That in itself isn’t interesting. What’s interesting was that a bunch of people from all sorts of scientific fields started chiming in with examples from their particular fields, many of which I haven’t even thought to consider before. As many readers know, I love learning about other fields of study, so it was practically a week’s slow drip of drugs into my system. I didn’t feel it was fair to have all this fun myself, so I’ll be sharing a small sample with all of you this week.
How I approach watching other fields collect data
Many years ago, I asked a Scandinavian friend of mine who was a big NASCAR fan why he enjoyed it. Being a kid growing up in NYC to immigrant parents, I was about as far away from understanding that sport as humanly possible. My friend’s response was that the cars in NASCAR are so close to each other in terms of performance, the primary factor in deciding the fractions of a second needed to win came down to how much teamwork existed between the driver, pit crew, and race team — it was a team sport that merely appeared to be a simple car race of people steering left at 200mph.
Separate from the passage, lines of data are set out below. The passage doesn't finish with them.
PR #9059, opened 2023-10-17
NAS-124641 / 24.04 / Fix uptime string for HA systems

denysbutenko:
Changes

- Removed `elapsedTime`
- Do update `system.info` with 30 sec interval.
- Added `uptime` pipe to get correct string from raw date values.
- Skip values from active node on Standby widget - apply from `failover.call_remote` only

For testing, check on m40 if two widgets display correct information and update it every 30 secs.


bvasilenko (approved):
Works good to me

That exchange opened my eyes to understanding a bit of a weird sport that I still don’t “get” but can at least now understand at an intellectual level. It also got me to notice more about how things can be very similar with just a tiny scratch under the surface.
Aside from being a giant nerd about data, my biggest reason for loving to learn how other fields collect and handle their data is because I have the belief that it might come in handy someday in the future. Every field and problem has their own unique sets of challenges associated with it, and very smart people have spent entire careers across potentially centuries refining ways to handle those challenges. Meanwhile, other fields and problems might wind up being similar enough that you can draw analogies and borrow techniques to help provide a fresh approach to the problem. Even if things aren’t a perfect match, it sure beats having to reinvent the wheel from scratch.
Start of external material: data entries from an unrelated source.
PR #131, opened 2017-11-28
Fix 25825

Nesma1988:
Fixes: https://redmine.ixsystems.com/issues/25825
Showing re-silvering process in topbar

PR #9347, opened 2023-12-19
NAS-125354 / 24.04 / Added ixAddNewOption directive

RehanY147:
There are two examples.
The Replication Add Wizard -> Advanced Options -> SSH Connection (under Transport Options)
The Add Cloud Sync Task -> Credential (under Remote)

On the slide-in form for Cloud Sync tasks, the credentials select should have the option 'Add New'. When you click it, the form should open to add `Cloud Credentials`. Once successfully added a cloud credential, the cloud credential form should close and UI should go back to the Cloud Sync Task card. The provider select should have the newly created value as the selected value.


undsoft (changes requested):
Looks promising, just curious if we could do something in the directive itself to listen to what new item was added and add it to the list of options, so that there is less code outside of the component to handle this.
We could also require forms to implement a certain interface to make sure they return something standard when they are closed.

RehanY147:
@undsoft We don't know what the value and label is every time. It's not the same attribute every time. That's the main problem with trying to add the option in the directive.

src/app/pages/data-protection/cloudsync/cloudsync-form/cloudsync-form.component.ts
```diff
@@ -123,7 +127,8 @@ export class CloudsyncFormComponent implements OnInit {
   readonly transferModeOptions$ = of(mapToOptions(transferModeNames, this.translate));
 
   credentialsList: CloudsyncCredential[] = [];
-  readonly credentialsOptions$ = this.cloudCredentialService.getCloudsyncCredentials().pipe(
+  readonly fetchCredentialsOptions$ = new Subject<void>();
```
denysbutenko, line 130: Unused

src/app/pages/data-protection/cloudsync/cloudsync-form/cloudsync-form.component.ts
```diff
@@ -67,6 +69,8 @@ export class CloudsyncFormComponent implements OnInit {
       : this.translate.instant('Edit Cloud Sync Task');
   }
 
+  CloudCredentialsFormComponent = CloudCredentialsFormComponent;
```
denysbutenko, line 72: That's weird. Maybe we can follow other approaches. For example, what if we can do a map of possible options and components and then use an enum to avoid importing the whole component like that?

src/app/pages/data-protection/cloudsync/cloudsync-form/cloudsync-form.component.ts
```diff
@@ -180,8 +184,24 @@ export class CloudsyncFormComponent implements OnInit {
     private store$: Store<AppState>,
     protected cloudCredentialService: CloudCredentialService,
     @Inject(SLIDE_IN_DATA) private editingTask: CloudSyncTaskUi,
+    @Inject(SLIDE_IN_CLOSER) protected closer$: Subject<unknown>,
   ) { }
 
+  newCloudCredAdded(value: unknown): void {
+    this.credentialsOptions$ = this.cloudCredentialService.getCloudsyncCredentials().pipe(
```
denysbutenko, line 191: duplicate at line [#131](https://github.com/truenas/webui/pull/9347/files#diff-07f66c4dfca3295b93b45129b462776611624e53d3e6494943c35260eee67dbaR131). lets merge them

src/app/pages/data-protection/cloudsync/cloudsync-task-card/cloudsync-task-card.component.ts
```diff
@@ -51,6 +51,8 @@ export class CloudSyncTaskCardComponent implements OnInit {
   jobStates = new Map<number, string>();
   readonly jobState = JobState;
 
+  private ixChainedSlideInService = inject(IxChainedSlideInService);
```
denysbutenko, line 54: I like this approach, but it breaks component consistency. Could we move it to the constructor?

src/app/modules/ix-forms/components/ix-select/ix-add-new-option.directive.ts
```diff
@@ -0,0 +1,58 @@
...
+
+  ngOnInit(): void {
+    this.ixSelect.controlDirective.control.valueChanges.pipe(untilDestroyed(this)).subscribe({
+      next: (value) => {
+        if (value === addNewValue) {
+          const close$ = new Subject();
+          this.chainedSlideIn.pushComponent({ component: this.ixAddNewOption, close$ });
+          close$.pipe(take(1), untilDestroyed(this)).subscribe({
+            next: (response) => {
+              this.newOptionAdded.emit(response);
```
denysbutenko, line 51: Do you think we can update select value and options from here? It may allow us to eliminate callbacks.

denysbutenko (changes requested):
It works okay and needs some improvements.

src/app/modules/ix-forms/components/ix-select/ix-select-with-new-option.directive.ts
```diff
@@ -0,0 +1,125 @@
...
+
+  abstract setValueFromSlideInResult(
+    result: ChainedSlideInCloseResponse,
+    valueSetterCallback: (value: string | number) => void
+  ): void;
+  abstract getFormComponentType(): ComponentType<unknown>;
+  abstract fetchUpdatedOptions(): Observable<Option[]>;
+
+  ngAfterViewInit(): void {
+    if (this.ixSelect) {
```
undsoft, line 91: return early

src/app/modules/ix-forms/components/ix-select/ix-select-with-new-option.directive.ts
```diff
@@ -0,0 +1,125 @@
...
+
+  setDisabledState(isDisabled: boolean): void {
+    this.disabled = isDisabled;
+  }
+
+  private chainedSlideIn = inject(IxChainedSlideInService);
+  private translateService = inject(TranslateService);
+
+  ngOnInit(): void {
+    this.fetchUpdatedOptions().pipe(
```
undsoft, line 67: Maybe just call it `fetchOptions`.

undsoft (approved):
An interesting approach with abstract class. Looks nice.

Don't forget to remove Create New option from Replication form.

RehanY147:
@undsoft @denysbutenko This PR has also reworked the `cloudsync-wizard` to use the ChaindSlideInService and also added a swap slide-in functionality. Test
- The component that opened the original wizard/form should still get the response when the form is submitted even if you switch to form from wizard or vise-versa while using the slide-in.
- The CloudsyncWizard component should work as before without any regressions.
- Test the add new option and the abstract class that is used to create new ix-selects with add-new option

undsoft (changes requested):
Cloudsync wizard - when I add new item, I cannot advance to next step. Next button doesn't do anything.
Rsync task form - maybe unrelated to this PR, but I couldn't get Save button to be enabled.

RehanY147:
@undsoft It's working for me.

https://github.com/truenas/webui/assets/24204846/1517bf22-0e2e-4faf-8a7c-5bdccb575c84

undsoft (approved):
Yeah, weird. Appears to be working okay now.

denysbutenko (changes requested):
I have noticed a few regressions:
- Editing cloud sync task shows Credentials select empty.
- Credential options are not sorted anymore.
- I see an empty slide-in panel when I go to `/credentials/backup-credentials` and click on the edit button cloud credential. Error in console `No provider for InjectionToken CHAINED_SLIDE_IN_REF!`

RehanY147:
@denysbutenko I don't think sorting the options was an intentional behavior. Now they are just sorted the other way around
image

But good catch on the CloudCredentialsForm! Thanks!

src/app/modules/ix-forms/components/ix-slide-in/components/ix-chained-slide-in/ix-chained-slide-in.component.ts
```diff
@@ -14,12 +16,10 @@ import { ChainedComponentSeralized as ChainedComponentInfoSeralized, IxChainedSl
 export class IxChainedSlideInComponent implements OnInit {
   @Input() id: string;
   @ViewChild('componentWrapper') container: HTMLElement;
-  protected components: ChainedComponentInfoSeralized[];
+  protected components: ChainedComponentSeralized[];
```
denysbutenko, line 19: Typo in `seralized`

denysbutenko (approved):
Looks good, great work 👍🏻

PR #9350, opened 2023-12-20
NAS-125773 / 24.04 / Audit improvements 3

AlexKarpov98:
Testing: see ticket and try on the UI side (as well maybe there are some improvements)

Screenshot 2023-12-20 at 17 41 35
Screenshot 2023-12-20 at 17 41 54


src/app/pages/audit/utils/get-log-important-data.utils.ts
```diff
@@ -28,6 +28,13 @@ function getMiddlewareLogImportantData(log: MiddlewareAuditEntry, translateServi
     case AuditEvent.Authentication: {
       const credentialType = log.event_data?.credentials.credentials;
       const credentialTypeKey = credentialTypeLabels.get(credentialType);
+
+      if (log.event_data?.error) {
+        return translateService.instant(T('Credentials Issue: {credentials}'), {
```
undsoft, line 33: Let's call it `Failed Authentication`

undsoft (changes requested):
I don't think issue 4 in the ticket is fixed:
1. Switch to last page in results.
2. Search for `Service != "Middleware"`
See "No results" for a second or two and then results appear.

undsoft (approved):
I think it may be better to update current page somewhere after we do `this.countRows().pipe(`.
Otherwise works well.

PR #9359, opened 2023-12-21
NAS-125808 / 24.04 / Disable restricted controls for Credentials pages

undsoft:
Testing: test credential pages as Readonly and Sharing Manager user.


AlexKarpov98 (commented):
Generally it works as expected, buttons are disabled, like:
Screenshot 2023-12-22 at 10 54 28

But one problem I noticed is that form can still be submitted via ENTER, for example, and then I see error modal:
Screenshot 2023-12-22 at 10 55 21

For readonly user - we still see ADD button, and for some cases I immediately see error modal (for example on Certificates page after I click ADD):

Screenshot 2023-12-22 at 11 05 43

AlexKarpov98:
@undsoft - is that OK case?
https://github.com/truenas/webui/assets/22980553/559cbeef-0f4b-4f89-897e-4fffd955abd6

undsoft:
@AlexKarpov98 The sidebar should not be closing – fixed. As for some endpoints being unavailable, this is expected. There is a middleware ticket about it.

AlexKarpov98 (approved):
Looks good 👍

So under that backdrop, let’s use our imaginations a bit to explore and then dig abit into other fields!
Murder birds
First, let’s stop for a moment to think about raptors. Imagine you’re studying these big birds, sometimes apex predators of an ecosystem. They’re rare (some critically endangered), have huge territories and/or migrate with the seasons. They can also be nocturnal, like owls. Imagine that you want to estimate how many of them are in a given territory or country. How would you do it? They’ve got giant claws and beaks, and aren’t very likely to want to spend time with you to take your 5 minute survey.
As I got interested in the topic, I started around for some methods and found these two sources that seem fairly well cited: “Methods of Detecting and Counting Raptors: A Review” by Mark R. Fuller and James A. Mosher and also “Raptor Survey Techniques” by the same people. The two sources aren’t extremely long and can be an interesting skim. The most interesting parts for me was how there were many different surveying methods that were described to fit various constraints on running a study.
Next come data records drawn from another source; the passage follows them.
PR #9360, opened 2023-12-22
NAS-125809 / 24.04 / Disable restricted controls for System Settings pages

denysbutenko:
Check ticket for details


undsoft (changes requested):
Other items under System Settings menu, such as Boot, Services, etc should also be reviewed.

For Update, General and Advanced settings:
- Update - Check for Updates Daily and Download if Available
Needs to be disabled and we might as well add error handling here.

- CRON job, init shutdown scripts and others
We can allow edit icon, just don't allow Save button.
There may be additional fields in the form.

- Self-Encrypting Drive
Can be fully hidden for non admins

undsoft (changes requested):
Looks pretty good.

Here are the things I found:
- I can see `update.set_auto_download` being called when I visit Update page
- We may need to do something for Running toggle on services page. Currently it's not obvious that it is disabled.
- Same for Start Automatically checkboxes.
I would suggest adding support for these elements in restricted roles directive.
- Alert services - delete is not disabled.

denysbutenko:
> Looks pretty good.
> 
> Here are the things I found:
> 
> * I can see `update.set_auto_download` being called when I visit Update page
> * We may need to do something for Running toggle on services page. Currently it's not obvious that it is disabled.
> * Same for Start Automatically checkboxes.
>   I would suggest adding support for these elements in restricted roles directive.

Okay, I added an extra check for the first case and extended styles for new elements.

> * Alert services - delete is not disabled.

There is a lack of support in the entity table actions. I saw some work done at https://github.com/truenas/webui/pull/9368. Let's update it once PR merged.

undsoft (approved):
Looks good, but there are additional roles for Sharing Manager that allow it to edit SMB/iSCSI services.
See https://ixsystems.atlassian.net/browse/NAS-125769

PR #9364, opened 2023-12-22
NAS-125805 / 24.04 / Disable restricted controls for Storage pages

undsoft:
Testing: test Storage pages as readonly and sharing manager users.


AlexKarpov98 (commented):
1. We have problem with submitting via Enter, example:

https://github.com/truenas/webui/assets/22980553/39876233-b4c2-4635-98fe-3d563a759615


2. As well we can hide non needed buttons, like START OVER or RESET STEP
Screenshot 2023-12-26 at 15 26 08

3. Once I open Import Pool, I immediately get error and will be able to submit form via ENTER:
Screenshot 2023-12-26 at 15 27 56

4. Maybe we can disable Add disks button?
Screenshot 2023-12-26 at 15 29 38

5. I can submit forms via Enter
Screenshot 2023-12-26 at 15 30 36

undsoft:
> Enter button
This is a good point, I will make a separate ticket for it.

> Hiding Start over and add buttons.
They were deliberately left available. The idea is that even though the user won't be able to make changes, he may be interested in seeing how those changes can be made, hence all the buttons are there.

AlexKarpov98 (approved):
Works good 👍 
 
_We should just not forget for `Enter form submitting` ticket 😄_

PR #9366, opened 2023-12-23
Clarify what the VM password field is for

seanthegeek:
Ideally, the New VM wizard UI should also be updated to show that the Bind and Password fields are related to the VNC display device. I'm not sure what the best way to do that is.

- Group the fields visually
- Rename the fields to "Display bind" and "Display password" and update all of the translations


RehanY147:
jira

PR #9368, opened 2023-12-26
NAS-125806 / 24.04 / Disable restricted controls for Shares and Data Protection pages

bvasilenko:
**Testing**

1. Create a new local group on our server, with `READONLY` role and another group with `SHARING_MANAGER` role at **Credentials > Local Groups > Privileges**.

2. Log in with this user, and visit the **Shares** page, click through every button and clickable icon. 
   - **Expected result:** if action is illogical, or corresponding API call results in an error, then this action should not be available in WebUI for the current user

5. Do the same for **Data Protection** page.


AlexKarpov98 (changes requested):
Let's fix all of the 🔴 RED checks first: 👇 

Screenshot 2023-12-26 at 15 11 22

src/app/pages/services/components/service-smb/service-smb.component.ts
```diff
@@ -60,6 +61,7 @@ export class ServiceSmbComponent implements OnInit {
     multichannel: [false, []],
   });
 
+  readonly requiresRoles = [Role.SharingNfsWrite, Role.SharingManager, Role.SharingWrite];
```
denysbutenko, line 64: `Role.SharingNfsWrite` seems like a wrong role here

AlexKarpov98 (approved):
It works as expected. 👍

denysbutenko (approved):
👍🏻

PR #9371, opened 2023-12-26
NAS-125807 / 24.04 / Disable restricted controls for Datasets and Network pages

undsoft:
Testing: test corresponding pages as readonly and sharing manager roles.


RehanY147 (approved):
I think we should also disable the following buttons
- Add Dataset (Primary button on Datasets page since that form save button is disabled anyway and it doesn't show any information in that case)
- Add Zvol for the same reasons

PR #9373, opened 2023-12-26
NAS-125903 / 24.04 / Add edit icons to Quotas lists

undsoft:
Testing: see new edit buttons on User and Group lists.


denysbutenko (approved):
There is no tooltip on the edit buttons. Other than that, it looks good.

PR #9374, opened 2023-12-27
NAS-125915 / 24.04 / Simplify error handlers

undsoft:
Rationale:
Current individual handlers may catch a JS error and fail, or a job error handler may catch a WS error in some scenarios.

Testing:
Test some of the affected places.


AlexKarpov98 (approved):
LGTM 👍

PR #9377, opened 2023-12-28
NAS-125125 / 24.04 / It is a requirement to specify source bootenv when creating a new bootenv in UI

AlexKarpov98:
Code review is enough.


undsoft (approved):
👍🏻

For example, one surveying method is called a transect, where observers travel along a given path (very often a road since then you can drive along it). The observers look to each side and count the various birds they can see along the path, yielding a number of birds found for a given distance traveled. That’s a raw piece of data, but there are important factors to consider, such as the road can’t follow certain geographic features like ridges because those features are likely to influence bird behavior. There’s also assumptions you have to make for deciding how the number of birds you’ve spotted relate to the “true population” of birds in the area.
Other methods involve things like counting nests or doing surveys from fixed observation spots. Other challenges include having observers trained to spot the species of birds in question (for example, I’m likely to be unable to tell a hawk from a pigeon at any useful distance).
Fishes!
Every go to an aquarium, see one of the giant display tanks just teaming with life, and go “Wow, that’s a lot of fish!”. Ever try to count how many were in the tank? How far did you even get before you gave up? That’s what got me all excited when I saw this response. How the heck do people do it out in the open oceans? I know that it’s critically important to understand the number of fish in a fishery to help maintain the health of the ecosystem, so people must be doing it.
When I asked what methods were being used, the reply came back as “Multi-frequency split beam sonar with concurrent net tows!”. I had no idea what that even meant, so I went searching and found many papers within the past 20 years of people applying variations of the technique for different species of fish.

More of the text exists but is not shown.